Stored data:
--- START ---
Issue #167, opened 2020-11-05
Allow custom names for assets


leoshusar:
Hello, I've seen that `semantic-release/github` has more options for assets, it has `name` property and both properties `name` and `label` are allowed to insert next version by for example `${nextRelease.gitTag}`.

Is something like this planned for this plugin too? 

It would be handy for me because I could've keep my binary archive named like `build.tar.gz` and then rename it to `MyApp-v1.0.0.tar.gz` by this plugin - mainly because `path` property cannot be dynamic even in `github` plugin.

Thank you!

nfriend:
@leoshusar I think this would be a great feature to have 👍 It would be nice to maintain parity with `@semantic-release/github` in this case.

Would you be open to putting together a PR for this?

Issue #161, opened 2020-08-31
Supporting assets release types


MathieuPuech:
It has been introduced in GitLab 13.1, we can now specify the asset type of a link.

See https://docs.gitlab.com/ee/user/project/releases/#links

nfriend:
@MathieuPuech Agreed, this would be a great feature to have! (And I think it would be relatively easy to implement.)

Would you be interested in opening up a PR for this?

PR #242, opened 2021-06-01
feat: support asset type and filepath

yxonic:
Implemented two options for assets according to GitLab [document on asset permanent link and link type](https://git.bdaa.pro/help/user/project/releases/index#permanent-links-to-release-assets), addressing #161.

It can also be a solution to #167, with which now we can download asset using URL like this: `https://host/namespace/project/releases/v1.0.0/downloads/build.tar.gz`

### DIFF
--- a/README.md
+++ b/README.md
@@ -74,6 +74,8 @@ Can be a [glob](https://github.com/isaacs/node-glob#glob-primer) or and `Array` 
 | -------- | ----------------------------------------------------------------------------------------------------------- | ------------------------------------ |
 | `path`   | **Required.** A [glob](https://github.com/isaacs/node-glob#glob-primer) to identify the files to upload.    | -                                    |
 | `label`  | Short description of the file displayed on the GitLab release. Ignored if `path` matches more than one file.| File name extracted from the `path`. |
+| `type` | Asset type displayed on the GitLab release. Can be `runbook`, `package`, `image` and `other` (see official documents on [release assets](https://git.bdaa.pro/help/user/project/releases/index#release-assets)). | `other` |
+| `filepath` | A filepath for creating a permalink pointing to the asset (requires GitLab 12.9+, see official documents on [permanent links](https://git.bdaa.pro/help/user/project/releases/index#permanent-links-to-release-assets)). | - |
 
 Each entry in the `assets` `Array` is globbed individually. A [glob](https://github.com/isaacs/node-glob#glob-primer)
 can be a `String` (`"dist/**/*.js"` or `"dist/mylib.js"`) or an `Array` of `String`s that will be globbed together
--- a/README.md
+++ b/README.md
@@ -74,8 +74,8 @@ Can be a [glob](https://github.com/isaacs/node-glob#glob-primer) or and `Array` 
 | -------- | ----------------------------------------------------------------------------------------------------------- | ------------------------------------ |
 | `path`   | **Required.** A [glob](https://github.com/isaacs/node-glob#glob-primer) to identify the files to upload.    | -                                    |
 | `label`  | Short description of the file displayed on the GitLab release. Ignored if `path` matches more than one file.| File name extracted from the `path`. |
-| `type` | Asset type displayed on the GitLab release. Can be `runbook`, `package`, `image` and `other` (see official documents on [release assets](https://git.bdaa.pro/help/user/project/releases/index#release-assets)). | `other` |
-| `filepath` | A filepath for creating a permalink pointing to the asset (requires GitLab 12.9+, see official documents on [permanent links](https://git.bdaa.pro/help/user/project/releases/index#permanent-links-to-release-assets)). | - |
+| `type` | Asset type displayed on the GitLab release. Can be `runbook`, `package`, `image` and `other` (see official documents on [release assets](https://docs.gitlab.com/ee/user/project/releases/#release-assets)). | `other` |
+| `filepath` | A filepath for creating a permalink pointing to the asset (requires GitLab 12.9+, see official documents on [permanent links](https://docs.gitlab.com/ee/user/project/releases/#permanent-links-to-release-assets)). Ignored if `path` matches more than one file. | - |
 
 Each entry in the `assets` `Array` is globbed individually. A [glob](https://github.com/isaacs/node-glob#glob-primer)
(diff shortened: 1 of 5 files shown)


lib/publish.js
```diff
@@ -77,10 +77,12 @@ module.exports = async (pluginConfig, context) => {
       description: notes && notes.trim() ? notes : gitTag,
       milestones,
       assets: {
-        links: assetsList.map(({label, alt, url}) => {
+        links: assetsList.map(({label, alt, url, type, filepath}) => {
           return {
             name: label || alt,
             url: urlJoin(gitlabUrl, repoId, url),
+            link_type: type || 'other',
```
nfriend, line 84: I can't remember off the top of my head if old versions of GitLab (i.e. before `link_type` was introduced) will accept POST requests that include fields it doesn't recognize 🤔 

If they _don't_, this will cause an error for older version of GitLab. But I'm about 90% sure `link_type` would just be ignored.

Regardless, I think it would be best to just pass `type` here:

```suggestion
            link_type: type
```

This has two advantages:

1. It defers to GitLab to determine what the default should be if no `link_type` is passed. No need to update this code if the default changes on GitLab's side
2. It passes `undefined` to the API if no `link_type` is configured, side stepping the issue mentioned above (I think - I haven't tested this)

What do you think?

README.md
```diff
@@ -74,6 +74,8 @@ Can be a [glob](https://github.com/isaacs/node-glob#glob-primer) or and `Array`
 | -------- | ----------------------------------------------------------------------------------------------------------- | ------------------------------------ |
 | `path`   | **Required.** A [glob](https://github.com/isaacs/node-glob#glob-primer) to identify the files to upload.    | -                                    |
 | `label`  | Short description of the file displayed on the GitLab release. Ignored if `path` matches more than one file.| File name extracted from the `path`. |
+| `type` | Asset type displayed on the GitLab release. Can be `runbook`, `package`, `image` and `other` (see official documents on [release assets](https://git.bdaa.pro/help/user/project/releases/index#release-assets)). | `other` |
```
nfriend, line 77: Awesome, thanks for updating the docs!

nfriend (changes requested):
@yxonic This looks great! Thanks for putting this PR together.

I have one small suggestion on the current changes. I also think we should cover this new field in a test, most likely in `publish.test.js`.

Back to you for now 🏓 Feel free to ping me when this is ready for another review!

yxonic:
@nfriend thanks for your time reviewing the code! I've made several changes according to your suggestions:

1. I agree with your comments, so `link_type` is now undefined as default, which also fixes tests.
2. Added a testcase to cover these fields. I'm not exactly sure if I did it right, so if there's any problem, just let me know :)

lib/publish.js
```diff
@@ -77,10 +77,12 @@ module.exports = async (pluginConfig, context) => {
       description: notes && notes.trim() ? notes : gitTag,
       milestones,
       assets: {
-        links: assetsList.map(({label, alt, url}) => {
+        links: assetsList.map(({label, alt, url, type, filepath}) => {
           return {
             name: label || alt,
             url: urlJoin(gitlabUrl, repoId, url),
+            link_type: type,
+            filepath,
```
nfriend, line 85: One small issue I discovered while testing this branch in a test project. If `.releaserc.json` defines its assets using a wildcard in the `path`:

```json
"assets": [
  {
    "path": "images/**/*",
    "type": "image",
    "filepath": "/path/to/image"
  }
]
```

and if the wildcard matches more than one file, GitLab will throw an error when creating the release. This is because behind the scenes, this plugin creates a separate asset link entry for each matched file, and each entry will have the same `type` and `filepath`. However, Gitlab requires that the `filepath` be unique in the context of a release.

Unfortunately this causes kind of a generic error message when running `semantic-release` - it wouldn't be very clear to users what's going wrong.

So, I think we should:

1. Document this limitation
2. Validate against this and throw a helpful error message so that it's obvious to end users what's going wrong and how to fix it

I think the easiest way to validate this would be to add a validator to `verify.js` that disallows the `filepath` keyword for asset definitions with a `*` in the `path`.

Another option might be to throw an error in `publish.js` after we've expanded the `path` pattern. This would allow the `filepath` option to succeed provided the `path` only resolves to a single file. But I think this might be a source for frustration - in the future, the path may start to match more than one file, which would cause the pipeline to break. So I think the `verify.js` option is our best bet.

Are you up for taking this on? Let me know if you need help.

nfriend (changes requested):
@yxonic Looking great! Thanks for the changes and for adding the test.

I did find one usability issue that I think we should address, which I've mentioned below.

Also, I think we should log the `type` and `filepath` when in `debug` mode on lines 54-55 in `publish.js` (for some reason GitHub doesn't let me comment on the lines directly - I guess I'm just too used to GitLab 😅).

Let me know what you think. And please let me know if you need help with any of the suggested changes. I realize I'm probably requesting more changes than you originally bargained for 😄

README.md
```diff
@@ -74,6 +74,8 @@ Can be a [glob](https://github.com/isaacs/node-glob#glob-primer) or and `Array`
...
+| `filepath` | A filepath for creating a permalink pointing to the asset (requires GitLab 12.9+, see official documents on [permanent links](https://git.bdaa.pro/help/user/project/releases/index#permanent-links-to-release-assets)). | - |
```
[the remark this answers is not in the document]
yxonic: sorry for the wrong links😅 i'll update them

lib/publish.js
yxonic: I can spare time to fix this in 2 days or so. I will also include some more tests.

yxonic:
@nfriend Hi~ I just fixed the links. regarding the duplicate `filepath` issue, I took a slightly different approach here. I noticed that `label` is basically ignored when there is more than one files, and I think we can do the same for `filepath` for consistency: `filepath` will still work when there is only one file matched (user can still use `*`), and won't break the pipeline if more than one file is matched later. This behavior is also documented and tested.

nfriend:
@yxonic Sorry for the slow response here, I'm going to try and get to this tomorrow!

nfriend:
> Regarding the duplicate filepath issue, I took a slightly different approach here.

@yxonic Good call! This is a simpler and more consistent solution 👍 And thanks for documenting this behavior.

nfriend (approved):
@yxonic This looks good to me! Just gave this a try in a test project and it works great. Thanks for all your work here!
--- END ---
#### The problem
Retype exactly the lines from the first line of the records above through the line containing "Would you be interested", both included, and nothing else.

#### Task result
Issue #167, opened 2020-11-05
Allow custom names for assets


leoshusar:
Hello, I've seen that `semantic-release/github` has more options for assets, it has `name` property and both properties `name` and `label` are allowed to insert next version by for example `${nextRelease.gitTag}`.

Is something like this planned for this plugin too? 

It would be handy for me because I could've keep my binary archive named like `build.tar.gz` and then rename it to `MyApp-v1.0.0.tar.gz` by this plugin - mainly because `path` property cannot be dynamic even in `github` plugin.

Thank you!

nfriend:
@leoshusar I think this would be a great feature to have 👍 It would be nice to maintain parity with `@semantic-release/github` in this case.

Would you be open to putting together a PR for this?

Issue #161, opened 2020-08-31
Supporting assets release types


MathieuPuech:
It has been introduced in GitLab 13.1, we can now specify the asset type of a link.

See https://docs.gitlab.com/ee/user/project/releases/#links

nfriend:
@MathieuPuech Agreed, this would be a great feature to have! (And I think it would be relatively easy to implement.)

Would you be interested in opening up a PR for this?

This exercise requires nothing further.